Faces would emerge out of only some of the groups. The eyes would light up once and then never again. Yet, when someone came alive enough for you to hear their voice you would move to a different vantage point. When someone caught your eye you looked away. You passed through time like melting fat in the sand, less your initial form each day, but cooling into intermediate attempts at recognizability. The air was so cool and moist that a small splash of water on a wood table stood inert for days.

From no point in the continuum of chambers and halls could you see the sunlight. Several hotels were connected by interior passageways and bridges that drew a pattern just above the city but unrelated to it. The public elevators smelled of lotion. It was a warren of moments. Its geography as a whole was baffling and you could only visualize it in the constellation of these moments. Paths that felt straight teased you by veering unquantifiably. You learned how to get from one to another strategically coordinating a suite of paths between them. You were conspicuous in your familiarity, but after the wandering allowed you to sequence the experiences it let them feel as though they were happening to you, lost in habit, but never in geographic confidence. You drew a map and located all of the places you could be, weaving a net of connections tracing routes from one to another, relationships suspicious already by the trickery of the passages, but floating groundless and slung over bold solid marks illustrating the churning openness of the lobbies. The imperceptible deviations in transit were lost in the drawing and you found spots in your world separated by only short distances, although you knew of no way to get from one to the other without retreating to a far earlier landmark. The empty stretches of the map, although certainly a continuation of the constructed terrain, and possibly populated, had no geographic presence to you; you didn’t know how to reach them at all. You stayed in the network of rooms and threads like the hands of a clock, never occupying positions but always still in relation to the pulses of people. They drew you through the passing days.
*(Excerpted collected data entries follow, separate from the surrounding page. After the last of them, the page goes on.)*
PR #1172, opened 2021-06-17
Fix app configuration frame embedding

dominik-zeglen:
I want to merge this change because it fixes problems with iframe scripts embedding - it currently handles cases when configuration page has no `<script />` tags at all or when they don't have `src` property. Also fixes relative path handling.

### Pull Request Checklist

### Test environment config

### DIFF
--- a/src/apps/components/AppDetailsSettingsPage/useAppConfigLoader.ts
+++ b/src/apps/components/AppDetailsSettingsPage/useAppConfigLoader.ts
@@ -1,5 +1,5 @@
 import { AppFragment } from "@saleor/fragments/types/AppFragment";
-import { MutableRefObject, useEffect, useRef } from "react";
+import { useEffect, useRef } from "react";
 import urlJoin from "url-join";
 
 export type UseAppConfigLoaderCallbacks = Record<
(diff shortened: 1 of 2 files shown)


src/apps/components/AppDetailsSettingsPage/useAppConfigLoader.ts
```diff
@@ -0,0 +1,75 @@
...
+  return (node: HTMLScriptElement) => {
+    // Using node.getAttribute beacuse node.src returns absolute path
+    const src = node.getAttribute("src");
+    if (src?.startsWith("/")) {
+      node.src = urlJoin(origin, src);
+    }
+  };
+}
+
+async function _fetchAndSetContent(
```
jwm0, line 20: I don't think we need to prefix this with `_` as we're not exporting it anywhere

src/apps/components/AppDetailsSettingsPage/useAppConfigLoader.ts
```diff
@@ -0,0 +1,75 @@
...
+  frameContainer: MutableRefObject<HTMLDivElement>,
```
jwm0, line 21: Let's pass the object reference itself without any React logic
```suggestion
  frameContainer: HTMLDivElement,
```

src/apps/components/AppDetailsSettingsPage/useAppConfigLoader.ts
```diff
@@ -0,0 +1,75 @@
...
+
+function useAppConfigLoader(
+  data: AppFragment,
+  backendHost: string,
+  callbacks: UseAppConfigLoaderCallbacks
+) {
+  const frameContainer = useRef<HTMLDivElement>(null);
+
+  useEffect(() => {
+    _fetchAndSetContent(frameContainer, data, backendHost, callbacks);
```
jwm0, line 69:
```suggestion
    _fetchAndSetContent(frameContainer.current, data, backendHost, callbacks);
```

jwm0 (changes requested):

src/apps/components/AppDetailsSettingsPage/useAppConfigLoader.ts
dominik-zeglen: Im not so sure if it would work, this object has to be mutable. Ill test it tomorrow

mmarkusik (approved):

src/apps/components/AppDetailsSettingsPage/useAppConfigLoader.ts
dominik-zeglen: Suprisingly it works

jwm0 (approved):

SektorDV (approved):

kamilpastuszka (approved):

PR #1180, opened 2021-06-20
[SALEOR-3088] Date & DateTime attributes

piotrgrundas:
I want to merge this change because:
- it adds date & date-time attributes handling,
- handles boolean attributes in variant creator,

[Saleor PR](https://github.com/mirumee/saleor/pull/7500)
**PR intended to be tested with API branch: `SALEOR-3088/datetime_attributes`** 

### Screenshots
image
image
image
image
image

### Pull Request Checklist

### Test environment config

API_URI=https://saleor-3088-datetime-attributes.api.saleor.rocks/graphql/


patrys:
Task linked: [SALEOR-3088 Datetime & date attributes](https://app.clickup.com/t/2549495/SALEOR-3088)

piotrgrundas:
I'll update snapshots & translations later. I want to start gathering review comments ( ͡° ͜ʖ ͡°)

pwgryglak (approved):
For now it looks good, but during redesign we need to adjust to fit designs - chips for example

src/products/components/ProductListPage/filters.ts
```diff
@@ -76,15 +78,26 @@ const messages = defineMessages({
   }
 });
 
+const extractAttributes = (opts: ProductListFilterOpts) => (
```
dominik-zeglen, line 81: Most if not whole project uses maps and filters. What do you think that instead of currying we'd implement something like this?

```JSX
function filterByType(type: AttributeInputTypeEnum) {
  return (attribute: attributetype) => attribute.inputType === type
}

const attributes = opts.attributes;
const booleanAttributes = attributes.filter(filterByType(AttributeInputTypeEnum.BOOLEAN))
...
```

src/products/components/ProductVariantCreatorPage/ProductVariantCreatorValues.tsx
```diff
@@ -78,15 +114,30 @@ const ProductVariantCreatorValues: React.FC<ProductVariantCreatorValuesProps> =
...
+              boolean: attributeValue,
+              name: `${attributeName}: ${attributeValue ? "Yes" : "No"}`
+            }
+          }
+        : {
+            slug: attributeValue,
+            value:
+              dataAttribute?.values.find(getBySlug(attributeValue))?.value ||
+              attributeValues.find(getBySlug(attributeValue))
+          }
```
dominik-zeglen, line 139: How about making it a util function?

src/products/views/ProductList/filters.ts
```diff
@@ -207,25 +208,78 @@ export function getFilterOpts(
...
 function getFilteredAttributeValue(
   params: ProductListUrlFilters
-): Array<({ boolean: boolean } | { values: string[] }) & { slug: string }> {
+): Array<
+  (
+    | { boolean: boolean }
+    | { values: string[] }
+    | { dateTime: GteLte<string> }
+    | { date: GteLte<string> }
+  ) & { slug: string }
```
dominik-zeglen, line 251: Please extract it to named type

dominik-zeglen (changes requested):

SektorDV (commented):
There seems to be an overreliance across the entire PR on `any` types, but I'm not sure if those files are autogenerated or coded manually. In either case, it would perhaps be worthwhile to add specificity to those types?

`  date: any | null;
  dateTime: any | null;`

patrys:
I've posted it in another review: explicit `any` is an antipattern and should be forbidden. We should use `unknown` where we don't care about the return type of a callback or if we only pass the data along.

schema.graphql
```diff
@@ -697,7 +705,8 @@ type AttributeValueUpdate {
 
 input BulkAttributeValueInput {
   id: ID
-  values: [String!]!
+  values: [String]
```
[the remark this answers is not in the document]
piotrgrundas: Absolutely right.

piotrgrundas:
It's autogenerated via codegen.

src/products/components/ProductListPage/filters.ts
piotrgrundas: Ur playground so what ever is more convenient for u 👌

src/products/components/ProductVariantCreatorPage/utils.ts
```diff
@@ -44,3 +47,33 @@ export function getStockAttributeValues(
...
+  attributeValue: boolean
+): AttributeValue<Partial<AttributeValueFragment>> => ({
+  slug: attributeValue.toString(),
+  value: {
+    boolean: attributeValue,
+    name: `${attributeName}: ${attributeValue ? "Yes" : "No"}`
+  }
+});
+
+export const geBasicAttributeValue = (
```
dominik-zeglen, line 65:
```suggestion
export const getBasicAttributeValue = (
```

dominik-zeglen (approved):

SektorDV (approved):

eCzerniak (changes requested):
1. [ ] If an attr is not required then after saving new product these attributes disappear
2. [ ] It is not possible to save without an error new Page with attributes set as vale not required. 
3. [x] filtering by dateTime type attributes it is not possible. 
4. [ ] It is not possible to export products. 
5. [ ] Payload in webhooks is missing: boolean, date_time & unit. 
6. [ ] (Need to confirm) at webhook in attributes.values.name - there is a name of an attribute and the value of it.

pwgryglak (approved):
UI wise looks ok 
filtering doesn't work

eCzerniak (approved):

PR #1187, opened 2021-06-22
Adjust list views

jwm0:
I want to merge this change because it adjusts Products, Sales and Vouchers lists to use channel from filters. Full definition of done (DoD) can be found in the task below:
https://app.clickup.com/t/2549495/SALEOR-3416

Additionally, filter error handling has been refactored to be more generic. It introduces basic validation along with the ability to specify filter dependencies - a list of other filters the active filter depends on.

**PR intended to be tested with API branch:** https://github.com/mirumee/saleor/pull/7374

### Screenshots
image
image
image

### Pull Request Checklist

### Test environment config

API_URI=https://saleor-2979-use-root-level-channel-argument-for-filtering-and-s.api.saleor.rocks/graphql/


patrys:
Task linked: [SALEOR-3416 Adjust product list view](https://app.clickup.com/t/2549495/SALEOR-3416)

src/utils/maps.ts
```diff
@@ -18,40 +20,45 @@ export function mapEdgesToItems<T>(data?: EdgesType<T>): T[] {
...
   }
 
   return nodes.map(node => ({
     label: node.name,
-    value: node.id
+    value: getterFn ? getterFn(node) : node.id
   }));
 }
 
 export function mapSlugNodeToChoice(
```
mmarkusik, line 59: I think since this can be now well handled by mapNodeToChoice which is used in this pr exactly for slug item, in order to keep it consistent we should either: 
- also remove `mapSlugNodeToChoice` and use mapNodeToChoice instead
- make mapSlugNodeToChoice use mapNodeToChoice underneath `(nodes) => mapNodeToChoice(nodes, node => node.slug)` and use that instead of manually doing it each time

Imo since the slug nodes are second most commonly mapped to choices in the app (right after items that use `id`) it'd be nice to keep it separate, not to rewrite with each usage `mapNodeToChoice(availableChannels, channel => channel.slug)`. And I'd keep manually adding the getter function when items we're mapping are singularly used. Wdyt?

mmarkusik (changes requested):

src/utils/maps.ts
jwm0: Second options looks good, I wasn't aware there was a dedicated fn for that. Nice catch

SektorDV (approved):

eCzerniak (approved):

mmarkusik (approved):

pwgryglak (approved):
Looks good

PR #4740, opened 2024-03-20
Fix broken link to app details on tax configuration

krzysztofzuraw:
## What type of PR is this?
- [ ] 💅 Refactor
- [ ] 🌟 Feature
- [ ] 🔥 Bug Fix
- [ ] 🔩 Maintenance

- closes #

## Have you written tests?
- [ ] Yes!

### DIFF
--- a/src/taxes/components/TaxAppLabel.tsx
+++ b/src/taxes/components/TaxAppLabel.tsx
@@ -1,7 +1,7 @@
 import { AppAvatar } from "@dashboard/apps/components/AppAvatar/AppAvatar";
 import { AppUrls } from "@dashboard/apps/urls";
 import useNavigator from "@dashboard/hooks/useNavigator";
-import { Box, ExternalLinkIcon, Text } from "@saleor/macaw-ui-next";
+import { Box, Button, ExternalLinkIcon, Text } from "@saleor/macaw-ui-next";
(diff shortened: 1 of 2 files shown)


poulch (approved):

src/taxes/components/TaxAppLabel.tsx
```diff
@@ -68,12 +75,11 @@ export const TaxAppLabel: React.FC<TaxAppLabelProps> = ({
       </Box>
       <Box
         as="a"
```
witoszekdev, line 77: suggestion: This is now an invalid link so, let's better use `button` instead:

```suggestion
        as="button"
```

witoszekdev (changes requested):
If that fixes the issue I guess it's fine (let's just change the `a` to be a `button`), but why is this even necessary? I don't like links that aren't actually links, since it breaks a lot of browsers functionality and accessibility, e.g. "Open in new tab" ;)

src/taxes/components/TaxAppLabel.tsx
krzysztofzuraw: I updated to be a button from new MacawUI

poulch (approved):

witoszekdev (approved):

PR #4745, opened 2024-03-21
Implement refund add modal

Droniu:
## What type of PR is this?
- [ ] 💅 Refactor
- [x] 🌟 Feature
- [ ] 🔥 Bug Fix
- [ ] 🔩 Maintenance

- closes #

image

## Have you written tests?
- [x] Yes!

## [Optional] Description

You need to enable feature flag to test this modal:
```
localStorage.setItem('FF_improved_refunds', '{"enabled":true,"payload":"default"}')
```
It's available on any order that has transactions


package.json
```diff
@@ -37,6 +37,7 @@
     "@material-ui/icons": "^4.11.3",
     "@material-ui/lab": "^4.0.0-alpha.61",
     "@material-ui/styles": "^4.11.4",
+    "@radix-ui/react-radio-group": "^1.1.3",
```
poulch, line 40: suggestion: installing an additional library which is also used in Macaw might cause we will have a double package in bundle. That's one thing. The question in why can't you use RadioGroup component from macaw.

src/components/RadioTile/RadioTile.tsx
```diff
@@ -0,0 +1,94 @@
...
+        onMouseLeave={() => setHoverState(false)}
+      >
+        <Box
+          width={5}
+          height={5}
+          borderRadius="100%"
+          display="flex"
+          justifyContent="center"
+          alignItems="center"
+          backgroundColor={getHoverState({ checked, isHoverState })}
```
poulch, line 47: suggestion: I'd name function `getHoverState` in the way that suggest what it does

src/components/RadioTile/RadioTile.tsx
```diff
@@ -0,0 +1,94 @@
...
+            >
+              <svg
+                xmlns="http://www.w3.org/2000/svg"
+                width="6"
+                height="6"
+                fill="white"
+              >
+                <circle cx="3" cy="3" r="3" fill="currentColor" />
+              </svg>
+            </RadixRadioGroup.Indicator>
```
poulch, line 83: suggestion: this might be moved to component

src/orders/components/OrderRefundDatagrid/OrderRefundDatagrid.tsx
```diff
@@ -76,39 +80,40 @@ export const OrderRefundDatagrid: React.FC<OrderRefundDatagridProps> = ({
...
-          renderColumnPicker={() => (
-            <ColumnPicker
-              selectedColumns={selectedColumns}
-              staticColumns={staticColumns}
-              onToggle={handlers.onToggle}
-            />
-          )}
-        />
-      </DatagridChangeStateContext.Provider>
+      {grantedRefunds.length !== 0 && (
```
poulch, line 88: question: don't we want to show some empty state?

src/orders/views/OrderDetails/OrderNormalDetails/index.tsx
```diff
@@ -457,6 +459,13 @@ export const OrderNormalDetails: React.FC<OrderNormalDetailsProps> = ({
           })
         }
       />
+      <OrderRefundDialog
+        open={params.action === "add-refund"}
+        onClose={closeModal}
+        // TODO: Add redirect to refund view
+        onConfirm={() => null}
```
poulch, line 466: question: do you have any reason why didn't implemented it now

src/components/RadioTile/RadioTile.tsx
```diff
@@ -0,0 +1,94 @@
...
+export const RadioTile = ({
+  checked,
+  title,
+  description,
+  value,
+}: RadioTileProps) => {
+  const [isHoverState, setHoverState] = React.useState(false);
+
+  return (
+    <RadixRadioGroup.Item value={value} asChild>
```
poulch, line 23: question: how could I know that I have to wrapp this component into `<RadixRadioGroup.Root>`, Would it be better to create `RadioTiles` component that will be wrapping all children and `RadioTile` will be it command component like this

```
const RadioTilesBase = ({children}) => {
    return (
        <RadixRadioGroup.Root>
            {children}
      </RadixRadioGroup.Root>,
    )
}

export const RadioTiles = Object.assign(RadioTilesBase, {
    RadioTile
})
```

poulch (changes requested):

package.json
Droniu: I can't use RadioGroup from macaw-ui because it doesn't expose `<label>`.  Styling this part is a requirement for good UX in this feature. I've tried exposing Indicator (https://github.com/saleor/macaw-ui/pull/768) and using both RadioGroup and Indicator from macaw-ui, but custom implementation of RadioGroup.Item in the dashboard - this however didn't work due to the radix-ui context issue explained here -> https://github.com/radix-ui/primitives/issues/2273

I will try to remove the `radix-ui/react-radio-group` from the dashboard - import should work anyway because it is installed in macaw-ui.

src/orders/components/OrderRefundDatagrid/OrderRefundDatagrid.tsx
Droniu: We have no designs for this case, but I will try to come up with something

src/orders/views/OrderDetails/OrderNormalDetails/index.tsx
Droniu: Yes - refund view is not implemented (it's going to be done next in merx-55). We want to avoid big PR-s.

src/components/RadioTile/RadioTile.tsx
Droniu: That's a fair point. I'll update this component

poulch (approved):

poulch (approved):

andrzejewsky (approved):

.changeset/many-vans-itch.md
```diff
@@ -0,0 +1,5 @@
+---
+"saleor-dashboard": minor
+---
+
+Implement refund add modal
```
Cloud11PL, line 5: Suggestion: Let's be more descriptive. `Now you can...` etc.

Cloud11PL (approved):

PR #4774, opened 2024-04-03
Manual order transaction refund

poulch:
## What type of PR is this?
- [ ] 💅 Refactor
- [ ] 🌟 Feature
- [ ] 🔥 Bug Fix
- [ ] 🔩 Maintenance

- closes #

## Have you written tests?
- [ ] Yes!


src/orders/queries.ts
```diff
@@ -232,6 +232,22 @@ export const orderRefundData = gql`
   }
 `;
 
+export const orderTransationsData = gql`
+  query OrderTransationsData($orderId: ID!) {
+    order(id: $orderId) {
+      id
+      transactions {
+        ...TransactionItem
```
andrzejewsky, line 240: Do you use all of these fields? if not, please limit it to the ones you consume

src/orders/views/OrderManualTransationRefund/OrderManualTransationRefund.tsx
```diff
@@ -0,0 +1,81 @@
...
+  const notify = useNotifier();
+  const navigate = useNavigator();
+  const intl = useIntl();
+
+  const { data, loading } = useOrderTransationsDataQuery({
+    displayLoader: true,
+    variables: {
+      orderId,
+    },
+  });
```
andrzejewsky, line 36: why do you need to load transactions here? does the entire view depend on it? seems like it is only one component down the component tree, so it can be perhaps colocated?

src/orders/views/OrderManualTransationRefund/OrderManualTransationRefund.tsx
```diff
@@ -0,0 +1,81 @@
...
+          });
+        } else {
+          notify({
+            status: "success",
+            text: intl.formatMessage(transactionRequestMessages.success),
+          });
+          navigate(orderUrl(orderId));
+        }
+      },
+    });
```
andrzejewsky, line 57: The view component isn't the one that should handle refund calls. The actual refund logic happens down the component tree, why do you need to create it here and pass it down? It looks like form handling while you render "Page"

andrzejewsky (changes requested):

andrzejewsky (approved):

src/orders/components/OrderManualTransationRefundPage/OrderManualTransationRefundPage.tsx
```diff
@@ -0,0 +1,78 @@
...
+  currency: string;
+}
+
+export const OrderManualTransationRefundPage = ({
+  orderId,
+  transactions,
+  currency,
+  loading,
+}: OrderManualTransationRefundProps) => {
+  const hasTransactionsToRefund = transactions.length > 0;
```
Droniu, line 28: In this case we probably shouldn't allow to enter this page

src/orders/views/OrderManualTransationRefund/OrderManualTransationRefund.tsx
```diff
@@ -0,0 +1,31 @@
...
+    displayLoader: true,
+    variables: {
+      orderId,
+    },
+  });
+
+  return (
+    <OrderManualTransationRefundPage
+      orderId={data?.order?.id ?? ""}
+      transactions={filterRefundTransactions(data?.order?.transactions ?? [])}
```
Droniu, line 24: I think transactions that are non-refundable should be displayed as disabled, instead of filtered out

Droniu (approved):

andrzejewsky (approved):

src/orders/views/OrderManualTransationRefund/OrderManualTransationRefund.tsx
poulch: I'll do this in separate PR

PR #4821, opened 2024-04-24
Always show charge and authorised amount in payment section of order details

poulch:
AC:
- User should see Authorized, Captured and Cancelled amounts in the Payment summary section when order with a transaction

You followed the faces that wandered from their groups through the bowels of the buildings until your double-backs brought you face to face with them too many times or until you came to a spot or moment in which you knew they would be but weren’t. You felt the loss of familiar faces materially, but only within, and when the face that had shown through to you was gone its void was clogged with others that you supposed might be feeling that same loss, as though it was the air you both breathed, and you couldn’t understand how they were living as you thought you might have lived had you been able to find your way out of the interior a sickness.